Amados Hermanos y Hermanas,

Ayer tuvo lugar uno de los peores tiroteos masivos en la historia reciente de los Estados Unidos, cuando un hombre armado mató e hirió a más de un centenar de personas en un club nocturno en Orlando, Florida. La conmoción y el horror de este asalto han cubierto nuestra nación de luto. Sin embargo, éste es en realidad el tiroteo masivo número 15 en los Estados Unidos en lo que va de junio, y el 133 en el año 2016. Casi tan horripilante como las matanzas mismas es la regularidad con la que nos despertamos a tales informes, y el embotamiento de nuestras sensibilidades ocasionado por esa regularidad.

Nos preocupa también el lenguaje de la división y la desconfianza, del racismo y la homofobia y la Islam- fobia y de la demonización del forastero en la puerta, que ha caracterizado a la retórica de algunos en el actual período de elecciones. Parece que algo esencial para nuestra vida en común se está escapando, que parte del hilo esencial del tejido de nuestro país se está destruyendo.
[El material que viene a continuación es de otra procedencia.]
Issue #2858, opened 2019-03-07
Remove truncate method in user show view


rlgreen91:
In `app/views/users/show.html.erb`, don't use `truncate` when displaying the user's name - just display the name in full.

PR #2914, opened 2019-04-01
Remove truncate method in user show view

StlMaris123:
In your PR did you:
Remove truncate method in user show view
- Solves #2858


app/views/users/show.html.erb
```diff
@@ -3,7 +3,7 @@
     <div class="row">
       <div class="col-md-2">
         <%= image_tag avatar_url(@user,200),  class: "img-rounded img-responsive" %>
-        <%= truncate(@user.name, length:16) %>
+        <%= @user.name, length:16 %>
```
rlgreen91: You don't need the length parameter, just put the user's name.

PR #2922, opened 2019-04-06
Adds jurisdiction as postgres enum type.

rlgreen91:


trystant:
So the `db structure.sql` is a generated file. I don't think we need to include that

rlgreen91:
@trystant `structure.sql` is generated in place of `schema.rb`, so it should be included.

PR #9412, opened 2026-07-10
Add bounded two-lane offline sync recovery

Git-on-my-level:
## Summary

- split offline sync into a trusted fresh lane and an isolated historical backfill lane
- cap backfill at one in-flight job per user, 4 processed speech hours per user per UTC day, 555 processed speech hours globally per UTC day, and 4 globally concurrent jobs
- preserve live-session economics by excluding backfill usage from realtime hard restrictions
- add signed fresh-capture manifests, durable idempotency and partial-result checkpoints, newest-first mobile scheduling, and lane-specific cooldowns
- provision the backfill Cloud Run service/queue, 70% and 90% routed alerts, Firestore TTL, runtime validation, generated API contracts, and an operator runbook

No shadow phase is included; the caps are enforced from launch.

## Verification

- `cd app && ./test.sh` — 732 passed
- relevant backend sync/fair-use suites — 405 passed
- `cd backend && uv run --python 3.11 bash scripts/pre-deploy-check.sh` — 40 passed
- full repository `./scripts/pre-push` — passed, including pyright, workflow/runtime contracts, OpenAPI/generated clients, backend tests, formatters, and macOS compile
- independent Sol review of the exact publishable commit — APPROVED

## Rollout requirement

Production deployment requires `SYNC_BACKFILL_ALERT_NOTIFICATION_CHANNELS` to contain comma-separated Cloud Monitoring notification-channel resource names.

Closes #9381

<a href="https://cubic.dev/pr/BasedHardware/omi/pull/9412?utm_source=github" target="_blank" rel="noopener noreferrer" data-no-image-dialog="true"><picture><source media="(prefers-color-scheme: dark)" srcset="https://www.cubic.dev/buttons/review-in-cubic-dark.svg"><source media="(prefers-color-scheme: light)" srcset="https://www.cubic.dev/buttons/review-in-cubic-light.svg">Review in cubic</picture></a>

PR #10932, opened 2026-07-31
fix(app): offer sync when the lane the backlog needs is free

mdmohsin7:
## What changed and why

Reported: an account showing a backlog of recordings "waiting to sync", with no Sync button and no automatic drain. The backend shows nothing wrong for that account because the app never calls it — the block is entirely client-side.

Two layers disagree about what "rate limited" means:

- **Uploads** gate per lane — `SyncRateLimiter.isLimitedForLane(lane)`. A `fairUse` cooldown does **not** block the `backfill` lane.
- **The sync pages** gated on the account-wide `SyncRateLimiter.isLimited`, true when *any* lane is in cooldown.

So a fair-use cooldown hid the Sync control for exactly the files that upload through backfill — the app refusing a sync its own upload path would have accepted. It disappears completely rather than being disabled, because the card's rate-limited branch is evaluated before the two branches that render the Sync pill (`attention > 0`, `readyToBackUp > 0`).

The account-wide getter was correct when written — there was a single cooldown then, so global *was* per-lane. It became wrong when #9412 split the lanes underneath it without moving the callers.

### Changes

- **`pendingSyncUploadLanes(pending, now)`** — the lanes the pending recordings would actually use, from the existing rule (server capture proof plus the 6h fresh cutoff). No new policy.
- **`isRateLimitedForPendingUploads`** — true only when *every* lane the pending work needs is in cooldown. Both sync pages read this instead of the account-wide flag.
- **`prepareToUpload` reconciles on every lane**, not only `fresh`. This is the second half of the trap: a persisted fair-use cooldown does not gate backfill, but nothing else clears it, so a user whose whole backlog is backfill never reached the self-heal and a cooldown the server had already lifted could outlive it locally for up to 30 days.

Informative titles are unchanged — when the needed lanes really are limited, the card still explains why.

none

## How it was verified

- **`app/test.sh` — 972 tests pass.**
- **`test/unit/sync_lane_aware_gating_test.dart` (17 new).** Reverting just the reconciliation change turns the file red (`+13 -1`), so it fails against the pre-fix code rather than restating the new code. Covers lane classification (fresh vs backfill, mixed, empty), the all-lanes-limited truth table, and the UI-gate/upload-gate contract across all three cooldown kinds (`fairUse`, `backfill`, `backendBusy`).
- The page wiring is asserted by reading the two page sources. That is a static tripwire, not behavioural coverage, and is labelled as such in the file — the widget tree is not exercised, so it only pins which getter the pages call.

**Not verified against the reporting device.** This fixes a defect that produces exactly the reported symptoms, but two other branches render an actionless card as well — a stuck `isSyncing` (spinner + Cancel) and `uploaded > 0` ("Processing"). Distinguishing them needs a screenshot of the sync card or app logs. If that device turns out to be in one of those branches, this PR is not its fix.

## Tests

`app/test/unit/sync_lane_aware_gating_test.dart`.

## Failure class (fixes)

Failure-Class: none

<a href="https://cubic.dev/pr/BasedHardware/omi/pull/10932?utm_source=github" target="_blank" rel="noopener noreferrer" data-no-image-dialog="true"><picture><source media="(prefers-color-scheme: dark)" srcset="https://www.cubic.dev/buttons/review-in-cubic-dark.svg"><source media="(prefers-color-scheme: light)" srcset="https://www.cubic.dev/buttons/review-in-cubic-light.svg">Review in cubic</picture></a>

### DIFF
--- a/app/lib/pages/conversations/auto_sync_page.dart
+++ b/app/lib/pages/conversations/auto_sync_page.dart
@@ -143,7 +143,7 @@ class _AutoSyncPageState extends State<AutoSyncPage> {
     final hasAnyRecording = p.allWals.isNotEmpty;
 
     final isActive = s.isSyncing || s.isFetchingConversations;
-    final bool showSpinner = (isActive || uploaded > 0) && !p.isRateLimited;
+    final bool showSpinner = (isActive || uploaded > 0) && !p.isRateLimitedForPendingUploads;
 
     String title;
     String? progressText;
@@ -175,7 +175,7 @@ class _AutoSyncPageState extends State<AutoSyncPage> {
           title = s.isFetchingConversations ? l.syncCardProcessing : l.syncCardUploadingTitle;
       }
       action = _statusActionPill(l.cancel, Colors.redAccent, () => _confirmCancel(context, p));
-    } else if (p.isRateLimited) {
+    } else if (p.isRateLimitedForPendingUploads) {
       title = switch (p.rateLimitReason) {
         RateLimitReason.backendBusy => l.syncCardBackendBusy,
         RateLimitReason.backfillPaced => l.syncCardReadyCount(readyToBackUp),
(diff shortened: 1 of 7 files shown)


kodjima33 (approved):
Mobile bug fix (5/5): sync UI gated on the account-wide rate limit while uploads gate per lane, hiding Sync for a backlog that would have uploaded; lane-aware gate + unit test. CI green.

El hombre que disparó en Orlando ha declarado lealtad a ISIS y al terrorismo internacional, y las investigaciones por venir tendrán lugar a la luz de esto. Pero, no hay que perder de vista el hecho de que deliberadamente eligió como blanco a un club nocturno frecuentado por miembros de la comunidad LGBT y fue un ataque directo a esa comunidad. Esta expresión violenta de la violencia homofóbica sin duda será y debe ser caracterizado como un crimen de odio, y ocurre también en la semana en que recordamos el tiroteo de nueve hombres y mujeres afroamericanos en la Iglesia Emmanuel AME en Charleston hace doce meses atrás. Con demasiada frecuencia vemos los patrones de la escalada de la violencia que eligen como blancos a aquellos que han sido marginados históricamente en América.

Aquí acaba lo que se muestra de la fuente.